Ob das dicke Polster die heraufziehende Rezession in Deutschland abmildern kann, halten Experten zumindest für fraglich. „Es stellt sich natürlich die Frage, ob der Kunde am Ende überhaupt noch zahlungsfähig und -willig ist“, sagte LBBW-Ökonom Jens-Oliver Niklasch angesichts der von steigenden Energiepreisen ausgelösten Kostenexplosion für viele Unternehmen. Bislang gebe es zwar noch wenig Hinweise über Stornierungen in der Industrie, dafür aber im Wohnungsbau: Im August waren 11,6 Prozent der befragten Bauunternehmen davon betroffen, nach 11,5 Prozent im Vormonat, wie aus einer Umfrage des Münchner Ifo-Instituts hervorgeht.

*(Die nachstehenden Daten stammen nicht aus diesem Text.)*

PR #22, opened 2021-04-13
Add missing final keyword

DimaMishchenko:
- Added missing `final` keyword
- Fixed small typo in `MutableCollectionTests` class name

### Checklist

### DIFF
--- a/Benchmarks/Benchmarks/CppBenchmarks.swift
+++ b/Benchmarks/Benchmarks/CppBenchmarks.swift
@@ -12,7 +12,7 @@
 import CollectionsBenchmark
 import CppBenchmarks
 
-internal class CppVector {
+internal final class CppVector {
   var ptr: UnsafeMutableRawPointer?
 
   init(_ input: [Int]) {
@@ -33,7 +33,7 @@ internal class CppVector {
   }
 }
 
-internal class CppDeque {
+internal final class CppDeque {
   var ptr: UnsafeMutableRawPointer?
 
   init(_ input: [Int]) {
@@ -54,7 +54,7 @@ internal class CppDeque {
   }
 }
 
-internal class CppUnorderedSet {
+internal final class CppUnorderedSet {
   var ptr: UnsafeMutableRawPointer?
 
   init(_ input: [Int]) {
@@ -75,7 +75,7 @@ internal class CppUnorderedSet {
   }
 }
 
-internal class CppUnorderedMap {
+internal final class CppUnorderedMap {
   var ptr: UnsafeMutableRawPointer?
 
   init(_ input: [Int]) {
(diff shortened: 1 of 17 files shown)


lorentey:
👍 

I don't see anything wrong with adding explicit `final` modifiers, but to be honest I don't see why we'd need to add them either. Can you explain why are you suggesting this change? 

E.g., is it only to make things explicit (like the way this codebase tends to spell out `internal` even though it's the default), or is there a practical effect I should know about?

lorentey:
@swift-ci test

DimaMishchenko:
@lorentey yes, sure. 
- explicit declaration, as you mentioned
- small performance optimization by reducing dynamic dispatch

lorentey:
@DimaMishchenko do you have a way to quantify the performance optimization? E.g., does it show up in benchmarks? Have you seen a codegen improvement?

kylemacomber:
I think it makes sense to make public types final if they aren't intended to be subclassed. It's my understanding that Swift will "infer" the final when possible, for example on any non-public classes that don't have subclasses (at least if you build with WMO on).

DimaMishchenko:
@lorentey first of all, sorry for long feedback.

What @kylemacomber said should be correct (at least according to [this](https://github.com/apple/swift/blob/main/docs/OptimizationTips.rst#advice-if-wmo-is-enabled-use-internal-when-a-declaration-does-not-need-to-be-accessed-outside-of-module) and [this](https://developer.apple.com/swift/blog/?id=27)).

Which should mean that changes are only useful form code-style perspective. 

But I did some additional performance testing for `Deque` (because `_DequeBuffer` was changed to `final`) to make sure that all works as expected. 
Did comparison of `Deque` with `final` `_DequeBuffer` vs non-final.

First, simply tested `append` operation with performance test (using `measure`).
``` swift
func testAppend() {
  var deque = Deque<Int>()
    
  let options = XCTMeasureOptions()
  options.iterationCount = 100
    
  measure {
    (0...1000000).forEach { _ in deque.append(1) }
  }
}
```
Results:
- Without WMO.
  - final - 0.775
  - non-final - 0.778 sec
- With WMO (-O)
  - final - 0.024
  - non-final - 0.026 sec  

Then, benchmark test `append` (`max-size` - 16M, `cycles` - 20).
01 Deque: append


Difference is quite small (and can be just accuracy error). 
Now for me it seems that changes are only useful to keep same style and do things explicit. 

So @lorentey if you think that this PR is unnecessary, please feel free to close it 😀

jjatie:
On the side of adding the `final` annotation: [swift/OptimizationTips](https://github.com/apple/swift/blob/main/docs/OptimizationTips.rst#id17) recommends it. Whether or not it has a meaningful impact for performance here, according to the linked article it is seems to be good general advice.

lorentey:
The recommendation in OptimizationTips is mostly out of date. It was added in 2015, predating Swift 3's introduction of the [`open` qualifier](https://github.com/apple/swift-evolution/blob/master/proposals/0117-non-public-subclassable-by-default.md).

PR #26, opened 2021-04-16
[OrderedDictionary] Document encoding format

### LINKED ISSUE #12: Codable Support
I was trying to use the OrderedDictionary in a Codable struct.
I have some API requests that I receive a few dictionaries and I would like to preserve that order.
Previously I have a property like this.

`let foos: [String: Foo]`

And the parse works just fine, but the order of the items isn't guaranteed.

So I changed to this,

„Seit April sehen wir, dass auffällig viele Projekte gestrichen werden“, kommentierte Ifo-Forscher Felix Leiss diese Entwicklung. Die Rahmenbedingungen für den Wohnungsbau hätten sich in den vergangenen Monaten massiv verschlechtert. „Explodierende Baukosten, steigende Finanzierungszinsen und eingeschränkte Fördermöglichkeiten belasten die Kalkulation potenzieller Bauherren schwer“, sagte Leiss. „Einige Projekte werden damit unrentabel.“
„ABSCHWUNG FÜHRT ZU SINKENDEN NEUAUFTRÄGEN“
Immobilien seien den Entwicklern in den vergangenen Jahren förmlich aus den Händen gerissen worden, sagte LBBW-Experte Niklasch. „Es ist daher keineswegs sicher, ob das dicke Auftragspolster die Industrie auch tatsächlich gegen Blessuren in der sich abzeichnenden Rezession schützt“, warnte der Ökonom. „Schon jetzt macht sich der Abschwung in sinkenden Neuaufträgen bemerkbar.“
Die offenen Aufträge aus dem Inland erhöhten sich im Juli um 0,3 Prozent zum Vormonat, die aus dem Ausland um 0,8 Prozent. Besonders bei den Herstellern von Investitionsgütern wie Maschinen, Anlagen und Fahrzeuge stapelten sich die Bestellungen: Hier gab es ein Plus von 0,7 Prozent. Die Reichweite des Auftragsbestands stagnierte den Angaben zufolge bei 8,0 Monaten. Diese gibt an, wie viele Monate die Betriebe bei gleichbleibendem Umsatz ohne neue Auftragseingänge theoretisch produzieren müssten, um die vorhandenen Aufträge abzuarbeiten. Bei den Herstellern von Investitionsgütern ist die Reichweite mit 11,9 Monaten überdurchschnittlich hoch.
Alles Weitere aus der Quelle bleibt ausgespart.